* [Exercise directions]: For the records below, tally the lines that include the word "tests" and give only the tally.

Collected data entries:
PR #3519, opened 2025-01-10
ci: Move e2e test action into the repo

BYK:
This is an initial transitionary patch before landing #3516. Once we land this, we will update users of the old action to use this one and remove that repo. Then land #3516 safely.

Great thing is, with this patch and the subsequent update to getsentry/action-self-hosted-e2e-tests to use this one, all the repos would be using the Docker Volume caching we introduced in #3488.

### DIFF
--- a/action.yaml
+++ b/action.yaml
@@ -1,0 +1,149 @@
+name: "Sentry self-hosted end-to-end tests"
+inputs:
+  project_name:
+    required: false
+    description: "e.g. snuba, sentry, relay, self-hosted"
+  image_url:
+    required: false
+    description: "The URL to the built relay, snuba, sentry image to test against."
+  CODECOV_TOKEN:
+    required: false
+    description: "The Codecov token to upload coverage."
+
+runs:
+  using: "composite"
+  steps:
+    - name: Go into self-hosted directory
+      shell: bash
+      run: cd ${{ github.action_path }}
+
+    - name: Configure to use the test image
+      if: inputs.project_name && inputs.image_url
+      shell: bash
+      run: |
+        image_var=$(echo ${{ inputs.project_name }}_IMAGE | tr '[:lower:]' '[:upper:]')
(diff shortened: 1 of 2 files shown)


action.yaml
```diff
@@ -0,0 +1,149 @@
...
+          /var/lib/docker/volumes/sentry-kafka/_data
+
+    - name: Install self-hosted
+      env:
+        SKIP_DB_MIGRATIONS: ${{ steps.restore_cache.outputs.cache-hit == 'true' && '1' || '' }}
+      shell: bash
+      run: |
+        # This is for the cache restore on Kafka to work in older releases
+        docker run --rm -v "sentry-kafka:/data" busybox chown -R 1000:1000 /data
+        # Add some customizations to test that path
```
hubertdeng123, line 93: Is the goal here to test customizations as default for these tests? Currently the behavior is different so wanted to hear your thoughts here.

hubertdeng123 (commented):
> Once we land this, we will point https://github.com/getsentry/action-self-hosted-e2e-tests/blob/main/action.yml to this repo, land https://github.com/getsentry/self-hosted/pull/3516, then update users of the old action to use this one and remove that repo.

Is it needed to point https://github.com/getsentry/action-self-hosted-e2e-tests/blob/main/action.yml to this repo? Would it be better to put up PR's in snuba/relay directly to use the action.yaml workflow in the self-hosted repo to verify expected behavior before merging. Then, archive the `action-self-hosted-e2e-tests` repo once that looks stable

action.yaml
BYK: Yup. Just removing the double work and doing it with customizations at all times.

BYK:
@hubertdeng123 yup you're right. I also realized this just before your comment and updated the PR description (and the commit log)

hubertdeng123 (approved):
🚀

* [Reply]: 5